# DARK Base pro 900 Rev 2 Front Panel und Lüfter Hub



## Noel1987 (16. Januar 2022)

Hi liebes bei quiet Team 
Erst Mal muss ich euch sagen das ihr mit diesem Gehäuse echt gut Arbeit geleistet habt und auch der Bau des Rechners sehr viel Spaß macht 

Dennoch bräuchte ich ein paar Infos von euch 

Es geht ein SATA Strom Stecker zum Front Panel 
Wofür ist der ? Weder USB noch die Stecker benötigen für die Schalter benötigen normalerweise Strom oder ist das weil das alles über die Platine läuft ?

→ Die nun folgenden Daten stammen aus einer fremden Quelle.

PR #4888, opened 2017-08-12
Register kubernetes field_format matcher and remove logger in Encode API

vjsamuel:
`field_format` matcher was not registered. Fixing that.
There was a `continue` missing when an unknown matcherFunc was invoked, causing to get nil pointer exception.

Removing logger from the Encode API as the error is returned to the caller, lets leave it to the caller to decide if its an error or a graceful failure.

### DIFF
--- a/libbeat/outputs/codec/format/format.go
+++ b/libbeat/outputs/codec/format/format.go
@@ -6,7 +6,6 @@ import (
 	"github.com/elastic/beats/libbeat/beat"
 	"github.com/elastic/beats/libbeat/common"
 	"github.com/elastic/beats/libbeat/common/fmtstr"
-	"github.com/elastic/beats/libbeat/logp"
 	"github.com/elastic/beats/libbeat/outputs/codec"
 )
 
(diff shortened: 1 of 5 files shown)


libbeat/outputs/codec/format/format.go
```diff
@@ -38,9 +37,5 @@ func New(fmt *fmtstr.EventFormatString) *Encoder {
 }
 
 func (e *Encoder) Encode(_ string, event *beat.Event) ([]byte, error) {
-	serializedEvent, err := e.Format.RunBytes(event)
-	if err != nil {
-		logp.Err("Fail to format event (%v): %#v", err, event)
-	}
-	return serializedEvent, err
+	return e.Format.RunBytes(event)
```
exekias: @urso, any opinion on this?

vjsamuel: what will happen when we use `field_format` matcher, is that whenever there is no such fields in the event, it would keep logging this error and the number of such errors can be massive. @urso @exekias

urso: The formatter first tries to extract the fields used in the format string from the event. And only then it applies the event to the format string. One can use default values in the format string.

On error the event will be dropped (even for filebeat). That is, we have to trade excessive logging vs. 'silently' dropping events. The error can be investigated easily. Just dropping without error might confuse users potentially thinking filebeat is super unstable, just cause the configuration is not matching the event.

I checked the outputs and all but redis do log the error as err/warning/critical (depends on output and sending guarantees). I'm ok with removing the log.Err here, but then the error must be logged in the redis output. At some point we need to collect and log potentially excessive logs in a more 'sane' manner.

vjsamuel: @urso, i have logged it as per your request.

PR #4891, opened 2017-08-14
Update Kibana index pattern with index and enable from fields

ruflin:
With https://github.com/elastic/beats/pull/4853 in fields.yml fields can be marked as `enable: false` or `index: false`. This should also have an affect on the index pattern. Objects which are not enabled will be skipped in the index pattern and fields which are not indexed all settings are set to false.

### DIFF
--- a/libbeat/scripts/generate_index_pattern.py
+++ b/libbeat/scripts/generate_index_pattern.py
@@ -71,6 +71,18 @@ def field_to_json(fields, desc, path, output,
     else:
         field["type"] = "string"
 
+    if "enable" in desc and not desc["enabled"]:
+        # Skip objects which are not enabled
+        return
+
+    if "index" in desc and not desc["index"]:
+        # If fields is not indexed, mark it in Kibana
+        field["indexed"] = False
+        field["analyzed"] = False
+        field["doc_values"] = False
+        field["searchable"] = False
+        field["aggregatable"] = False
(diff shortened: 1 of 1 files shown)


ruflin:
Set it to `in progress` as I want to do some manual tests.

libbeat/scripts/generate_index_pattern.py
```diff
@@ -71,6 +71,18 @@ def field_to_json(fields, desc, path, output,
...
+        # Skip objects which are not enabled
+        return
+
+    if "index" in desc and not desc["index"]:
+        # If fields is not indexed, mark it in Kibana
+        field["indexed"] = False
+        field["analyzed"] = False
+        field["doc_values"] = False
+        field["searchable"] = False
+        field["aggregatable"] = False
```
simitt: great you are fixing this, I already invested some time today in checking why the it still shows up in the index pattern.

You mentioned manual testing, could you also check that those fields are not shown any more in the auto-completion feature when writing a query in kibana. It is weird to get the suggestion, but then nothing is found when using it in the query.

ruflin: Will do 👍  Need to figure out how Kibana does generate this auto-completion list.

ruflin:
Closing in favor of a follow up PR from @simitt

PR #4892, opened 2017-08-14
Cherry-pick #4867 to 6.0: Set default credentials for Kibana

monicasarbu:
Cherry-pick of PR #4867 to 6.0 branch. Original message: 

When loading the dashboards from Beats 6.0, the user needs to configure:
- Elasticsearch URL
- Kibana URL
- Elasticsearch credentials 
- Kibana credentials

In Could, the credentials for connecting to Elasticsearch are the same as for connecting to Kibana, so the last step can be removed if we take (by default) the Kibana credentials from the Elasticsearch credentials.

This PR gets by default the credentials for Kibana from Elasticsearch configuration.

### DIFF
--- a/CHANGELOG.asciidoc
+++ b/CHANGELOG.asciidoc
@@ -49,6 +49,9 @@ https://github.com/elastic/beats/compare/v6.0.0-beta1...master[Check the HEAD di
 
 *Affecting all Beats*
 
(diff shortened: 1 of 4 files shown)


tsg:
jenkins, test it again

Das zweite ist ich benötige die Lüftersteuerung nicht, da ich meine pumpe und Lüfter über den quadro von Aquacomputer steuere , was über Windows halt die viel bessere Wahl ist (in meinem Fall) 
Jetzt kommt aber das Problem das die kabellose Ladefläche an diesem mit dran ist 

Gibt der Lüfter Hub nur die 12 v weiter ?
Würde mir sonst einen SATA Stecker anlöten. Damit könnte ich die komplette Lüftersteuerung von euch entfernen und sogar ein paar Kabel einsparen 

Alleine nur für das kabellose laden nimmt mir die Lüfter Hub Platine zu viel Platz weg die ich besser nutzen könnte
Gruß

Edit das kabellose laden hat 5v und GRD 
Aber sie hat auch 12v und GRD 
Ich glaube ich lasse sie raus


----------